Industries with more diverse representation spot these gaps sooner. They ask different questions. They build for different use cases. In tech and engineering fields, for example, teams with greater gender diversity see more innovation, better product development, and fewer blind spots.

In security? Those blind spots are costly—not just in market share, but in missed opportunities to make people safer and improve quality of life.

This Isn’t a Lecture. It’s an Observation.

The security industry doesn’t need to be softer. It needs to be sharper—more curious about who it’s protecting, how it’s showing up, and what voices are being left out of the conversation.
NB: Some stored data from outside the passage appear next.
PR #1060, opened 2021-10-29
chore: Refactoring cloud provider initialization to merge v1 and v2 driver implementations.

landreasyan:
**What type of PR is this?**
Currently, v1 and v2 drivers have separate implementation for initializing the cloud provider. This PR is to refactor and merge these differences in order to eliminate any duplicate code.  

Fixes #

**Requirements**:
  
- [ ] includes documentation
- [ ] adds unit tests

**Release note**:
```
none
```

### DIFF
--- a/pkg/azureutils/azure_disk_utils.go
+++ b/pkg/azureutils/azure_disk_utils.go
@@ -29,12 +29,12 @@ import (
 	"github.com/pborman/uuid"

Because the thing is: representation doesn’t just change the story. It changes the strategy. It shapes what gets noticed, what gets built, and what gets prioritized.

And when you start to include the voices that haven’t historically been in the room, you don’t just create more inclusive messaging—you uncover opportunities the industry didn’t even know it was missing.

How do you attract more women into the industry?

I’ll leave that to some other genius to answer.

I’m just sharing my observations.

Just to recap…

Representation changes language.
Language changes perception.
Perception changes markets.
Markets change profit.

And if that’s not a compelling reason to get more women in the room, I don’t know what is.

 

 

Sources

¹ Wang, X. (2020). An Analysis of Gender Differences in Emotional Speech Based on TED Talks. Open Journal of Modern Linguistics, 10(4), 528-537.

²: Ahmad, S., Awan, M. S., & Naveed, A. (2024). Gender differences in language use in Talks at Google.